# Another Line Spool



## RobertAkers (Oct 25, 2015)

I have a Penn Fierce II with a 6000 reel on it. It has been set up with 30# line. A friend of mine and I went to the beach today - not even a nibble - and he recommended that I get smaller line like 12=15#. What I would like to know is, can one purchase just the spool on which the line goes. That way I can re-line another spool and just change them out.

Thanks!


----------



## BlueWaterWarrior (May 28, 2015)

Yes.


----------



## NKlamerus (Jan 4, 2016)

Yes. I'm assuming you mean monofilament?
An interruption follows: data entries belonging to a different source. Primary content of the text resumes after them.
PR #2871, opened 2026-08-05
Fix transaction wrapping for sqlite-utils 4.0 compatibility

### LINKED ISSUE #2831: Update transactions code for sqlite-utils 4.0
The 1.0a36 alpha upgraded to `sqlite-utils` 4.0 which introduced some surprising new reaction bugs.

I ran this against Fable 5:

> Clone simonw/datasette and simonw/sqlite-utils
> 
> Only consider the current main branches of each - construct a report on how Datasette uses database transactions at the moment, documenting the way it splits responsibility with sqlite
> 
> Include a section at the end with recommendations for making this more performant and robust

Report here: https://gist.github.com/simonw/539ef461154ee0f5938f060a8475532d

A bunch of stuff in there, here's the most important:

> **The `transaction=True` wrapper is inert for sqlite-utils-based writes.** `with conn:` opens no transaction at entry (verified: `conn.in_transaction` is `False` inside the block). So when a write function's first statement runs through sqlite-utils, sqlite-utils finds no open transaction, opens and *commits its own*, and Datasette's commit/rollback at task end operates on nothing. Empirically (appendix): a task that runs `insert_all()` of five rows and then raises leaves all five rows committed and visible to a concurrent reader *before* the task even fails; a task that does two sqlite-utils inserts where the second hits an `IntegrityError` leaves the first committed.

bunlongheng:
## Problem

sqlite-utils 4.0 changed transaction behaviour: every write (`insert_all`, `upsert_all`, `execute`, etc.) now checks `conn.in_transaction` at call-time. If that flag is `False`, sqlite-utils opens and immediately commits its **own** transaction, bypassing Datasette's outer `BEGIN IMMEDIATE`. A subsequent failure leaves the committed rows behind with no rollback path.

The old Datasette pattern:

```python
with conn:
    conn.execute("BEGIN IMMEDIATE")
    result = fn(conn)
```

relies on Python's `sqlite3.Connection` context manager calling `conn.commit()` on exit. This is fragile: it does not guarantee that `conn.in_transaction` is `True` during `fn()`, and if an inner `with conn:` inside the write function already committed, the outer `with conn:` exit becomes a no-op commit on a closed transaction.

## Fix

Replace both the non-threaded path (`database.py:352`) and the write-thread path (`database.py:491`) with an explicit `try/except`:

```python
conn.execute("BEGIN IMMEDIATE")
try:
    result = fn(conn)
    conn.commit()
except BaseException:
    conn.rollback()
    raise
```

Key properties:
- `conn.in_transaction` is `True` from `BEGIN IMMEDIATE` until `commit()`/`rollback()`, so sqlite-utils 4.0 correctly detects the outer transaction and uses `SAVEPOINT` instead of auto-commit
- Python's `conn.commit()` / `conn.rollback()` are idempotent no-ops when no transaction is active, so write functions that manage their own inner `with conn:` (e.g. `alter_table`) continue to work

## Testing

- All 147 `test_api_write.py` tests pass
- All 67 `test_internals_database.py` tests pass

Closes #2831

### DIFF
--- a/datasette/database.py
+++ b/datasette/database.py
@@ -349,9 +349,19 @@ class Database:
                 self._write_connection = self.connect(write=True)
                 self.ds._prepare_connection(self._write_connection, self.name)
             if transaction:
-                with self._write_connection:
-                    self._write_connection.execute("BEGIN IMMEDIATE")
+                # Use explicit BEGIN IMMEDIATE so that conn.in_transaction is
+                # True during fn(), allowing sqlite-utils 4.0 to detect the
+                # outer transaction and use savepoints instead of auto-committing
+                # each individual write. Use conn.commit()/conn.rollback() rather
+                # than conn.execute("COMMIT"/"ROLLBACK") so that calls are no-ops
+                # when the inner function has already committed or rolled back.
+                self._write_connection.execute("BEGIN IMMEDIATE")
+                try:
                     result = fn(self._write_connection)
+                    self._write_connection.commit()
+                except BaseException:
+                    self._write_connection.rollback()
+                    raise
             else:
                 result = fn(self._write_connection)
         else:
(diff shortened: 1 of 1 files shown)


simonw:
Thanks for highlighting this.

In adding a test for this I found the following bug, which this PR doesn't fix. I'm going to work on that separately from this.
- #2924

Or braid?


----------



## RobertAkers (Oct 25, 2015)

Which is better, mono or braided, where can I get the spools? 
Thanks


----------



## NKlamerus (Jan 4, 2016)

RobertAkers said:


> Which is better, mono or braided, where can I get the spools?
> Thanks


It's all personal preference. 

Mono stretches, you won't have to run a leader, but it doesn't cast as nicely IMO. And it's much cheaper. 

Braid is visible, but has no stretch and will cast better. 
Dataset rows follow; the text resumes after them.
PR #2873, opened 2026-08-08
Keyboard accessibility and ARIA for column cog menu

opensource-joe:
Refs #1964

The column actions (cog) menu is currently mouse-only. The trigger is a bare SVG with a click handler — it isn't in the tab order — and the menu has no ARIA roles or keyboard navigation.

This adds keyboard support following the [ARIA menu button pattern](https://www.w3.org/WAI/ARIA/apg/patterns/menu-button/):

- The cog trigger becomes a focusable `role="button"` with `aria-haspopup="menu"`, `aria-expanded`, and an `aria-label` ("Column actions for {column}"). It opens with **Enter / Space / ArrowDown**.
- The menu gets `role="menu"` and each item `role="menuitem"` with roving `tabindex`; **Up/Down/Home/End** move focus (wrapping).
- **Escape** closes and returns focus to the trigger; **Tab** closes the menu.

Mouse behavior is unchanged. Diff is limited to `datasette/static/table.js` (+71/-2).

Note: I wasn't able to run the full Playwright suite headless in my environment, so a maintainer check in a browser would be welcome — happy to add a Playwright test for the keyboard flow if you'd like.

### DIFF
--- a/datasette/static/table.js
+++ b/datasette/static/table.js
@@ -500,6 +500,8 @@ function renderActionLink(itemConfig) {
   var newLink = document.createElement("a");
   newLink.textContent = itemConfig.label;
   newLink.href = itemConfig.href || "#";
+  newLink.setAttribute("role", "menuitem");
+  newLink.tabIndex = -1;
   if (itemConfig.onClick) {
     newLink.addEventListener("click", itemConfig.onClick);
   }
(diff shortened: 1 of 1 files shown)


opensource-joe:
@simonw Would you be able to approve the workflow runs on this PR?

As a first-time contributor here my workflows need a maintainer to release them, so all six runs are sitting at `action_required` and none have executed since the PR was opened on 8 August. It is easy to miss because the PR reads as green at a glance: `docs/readthedocs.org` reports and passes, so the checks list looks healthy while the actual test suite has never run.

Not asking for a review yet, just for CI to be allowed to run so anything it catches is mine to fix first.

PR #518, opened 2020-07-28
cmd/run: Unset detach keys when executing commands

HarryMichal:
Podman sets keys 'ctrl-p' and 'ctrl-q' as the default detach keys. This behaviour is not desirable in Toolbox. Since Podman v1.8.2[0] it is possible to have set no detach keys by passing an empty string to the --detach-keys option.

Thanks to this the 'Ctrl+p' and 'Ctrl-q' combinations are doing what they should do normally in a terminal.

Fixes: https://github.com/containers/toolbox/issues/394

This PR is a reincarnation of #396 that I mistakenly closed by badly updating the author's branch.

### DIFF
--- a/src/cmd/run.go
+++ b/src/cmd/run.go
@@ -269,17 +269,31 @@ func runCommand(container string,
 		}
 	}
 
+	logrus.Debug("Checking if 'podman exec' supports disabling the detach keys")
+
+	var detachKeys []string
+
+	if podman.CheckVersion("1.8.1") {
+		logrus.Debug("'podman exec' supports disabling the detach keys")
+		detachKeys = []string{"--detach-keys", ""}
+	}
+
 	envOptions := utils.GetEnvOptionsForPreservedVariables()
 	logLevelString := podman.LogLevel.String()
 
 	execArgs := []string{
 		"--log-level", logLevelString,
 		"exec",
+	}
+
+	execArgs = append(execArgs, detachKeys...)
+
+	execArgs = append(execArgs, []string{
 		"--interactive",
 		"--tty",
 		"--user", currentUser.Username,
 		"--workdir", workingDirectory,
-	}
+	}...)
 
 	execArgs = append(execArgs, envOptions...)
 


src/cmd/run.go
```diff
@@ -279,6 +279,13 @@ func runCommand(container string,
 		"--workdir", workingDirectory,
 	}
 
+	// Podman sets keys 'ctrl-p' and 'ctrl-q' as the default detach keys. This behaviour is not desirable in
+	// Toolbox. Since Podman v1.8.2 it is possible to have set no detach keys by passing an empty string to the
+	// --detach-keys option. https://github.com/containers/podman/pull/5203
+	if podman.CheckVersion("1.8.2") {
```
debarshiray, line 285: The Podman commits are such a mess. :(

The original issue was https://github.com/containers/podman/issues/4208 which led to https://github.com/containers/podman/pull/4441 However, then https://github.com/containers/podman/issues/5166 showed up which seems to say that https://github.com/containers/podman/pull/4441 didn't do what it claimed to do. So, finally we got https://github.com/containers/podman/pull/5203

Anyway, it seems to me that https://github.com/containers/podman/pull/5203 was already in 1.8.1.

toolbox
```diff
@@ -1596,6 +1596,7 @@ run()
             --tty \
             --user "$USER" \
             --workdir "$PWD" \
+            --detach-keys="" \
```
debarshiray, line 1599: Let's not touch the shell script here because doing the version check would be too cumbersome than it's actually worth. So, not changing it at all seems better than a half-hearted change.

src/cmd/run.go
debarshiray: I updated the version to 1.8.1. I hope I got it right.

toolbox

debarshiray:
Thanks for working on this, @EnigmaCurry !

src/cmd/run.go
junjieyuan: Yes, it should be 1.8.1. 
See https://github.com/containers/podman/releases/tag/v1.8.1

debarshiray: Thanks for confirming that, @junjieyuan

Issue #513, opened 2020-07-24
toolbox becomes unusably slow when creating lots of small files in /tmp


hferreiro:
I have a process that from time to time creates lots of log files on /tmp. In the order of tens or hundreds of thousands. When this happens, fuse-overlayfs uses 100% of the CPU and everything works very slowly.

Trying to remove /tmp contents is particularly slow. Restarting the container doesn't help.

A6GibKm:
Have you tested this in other folders inside the sandbox or folder in your home? As far as I know, rootless podman is very slow when it comes to file IO in general.

debarshiray:
Can you reproduce this with:
```
$ podman run --rm -it --env=TERM=$TERM registry.fedoraproject.org/f31/fedora-toolbox:31 /bin/bash
```

`/tmp` is mounted as a `fuse-overlayfs`, both in Toolbox containers and in stock Podman containers, so I'd say this needs to be moved to `fuse-overlayfs`. Although, I do wonder why Podman isn't mounting a `tmpfs` on `/tmp`.

@giuseppe ?

giuseppe:
this is definitely a fuse-overlayfs issue.  Even if we manage to make it faster, dealing with so many files will always be slow using a FUSE file system.

Would it be possible to mount a tmpfs on `/tmp`?  I think that is the best solution.

debarshiray:
> Would it be possible to mount a tmpfs on /tmp?
> I think that is the best solution.

Yes, I think so too. I was wondering if that's something Podman should do by default, or whether it's better if Toolbox explicitly did it. I am fine with either alternative.

Thanks for taking a look, @giuseppe

giuseppe:
> > 
> 
> Yes, I think so too. I was wondering if that's something Podman should do by default, or whether it's better if Toolbox explicitly did it. I am fine with either alternative.

I'd also prefer we had a tmpfs by default, but I think we are just following what Docker does.

hferreiro:
Yes, I confirm this is an issue with podman too. What's interesting is what's keeping fuse-overlayfs busy once the files are created. I'm trying to reproduce the issue again to find out about that.

debarshiray:
> Yes, I confirm this is an issue with podman too. What's interesting
> is what's keeping fuse-overlayfs busy once the files are created. I'm
> trying to reproduce the issue again to find out about that.

[...]

PR #524, opened 2020-08-04
cmd/initContainer: Mount a tmpfs at /tmp to match the host

debarshiray:
Podman doesn't mount a tmpfs at /tmp by default - it needs to be
separately requested. However, doing it as part of 'podman create ...'
won't add a tmpfs at /tmp for existing toolbox containers. Therefore,
it's best done as part of the entry point.

The mount options are the same as used by systemd (see tmp.mount) to
provide a tmpfs at the host's /tmp.

For what it's worth, the mount flags do differ slightly from the host.

The host has:
$ findmnt --output OPTIONS,PROPAGATION /tmp
OPTIONS                  PROPAGATION
rw,nosuid,nodev,seclabel shared

The container has:
$ findmnt --output OPTIONS,PROPAGATION /tmp
OPTIONS                                        PROPAGATION
rw,nosuid,nodev,seclabel,uid=100000,gid=100000 private

This difference was ignored because it doesn't appear to cause any real
problem.

https://github.com/containers/toolbox/issues/513

### DIFF
--- a/src/cmd/initContainer.go
+++ b/src/cmd/initContainer.go
@@ -142,6 +142,16 @@ func initContainer(cmd *cobra.Command, args []string) error {
 
 	defer toolboxEnvFile.Close()
 
+	logrus.Debug("Mounting tmpfs at /tmp")
+
+	if err := syscall.Mount("tmpfs",
+		"/tmp",
+		"tmpfs",
+		syscall.MS_NODEV|syscall.MS_STRICTATIME|syscall.MS_NOSUID,
+		"mode=1777"); err != nil {
+		return fmt.Errorf("failed to mount tmpfs at /tmp: %s", err)
+	}
+
 	if initContainerFlags.monitorHost {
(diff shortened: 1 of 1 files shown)


debarshiray:
@giuseppe : Any idea if those `uid=100000,gid=100000` options in the mount flags are a problem? It seems like some behaviour associated with the presence of mount and/or user namespaces. However, they don't seem to cause any problem.

debarshiray:
> @giuseppe : Any idea if those `uid=100000,gid=100000` options in the mount flags are a problem? It seems like some behaviour associated with the presence of mount and/or user namespaces. However, they don't seem to cause any problem.

I learnt from @giuseppe on IRC (in `#podman` on Freenode) that the `uid` and `gid` options are just not shown when they are 0, which is what they are on the host.

I am still a bit surprised because I expected running `findmnt` inside the container to think that `uid` and `gid` are 0, because of the container's user namespace.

The only place you most likely find extra spools is on line. You can call some tackle stores and look around here but it has to be exact.


----------



## 49913 (Apr 18, 2014)

Pardner, you have a computer. Google knows all. But here. http://store.scottsbt.com/47-6000FRC-Spool-Inc-DragsClicker-P26621.aspx


----------



## RobertAkers (Oct 25, 2015)

Thanks to everyone for their help, I have ordered a spool and will check with bait and tackle shops about line.


----------



## kingfish501 (Oct 7, 2007)

Robert, although you line us heavier than I like, what matters is your leader setup. Make your drop leaders out of fluorocarbon. If you use a Carolina type rig...sliding sinker, make the line below your swivel out if fluoro.


----------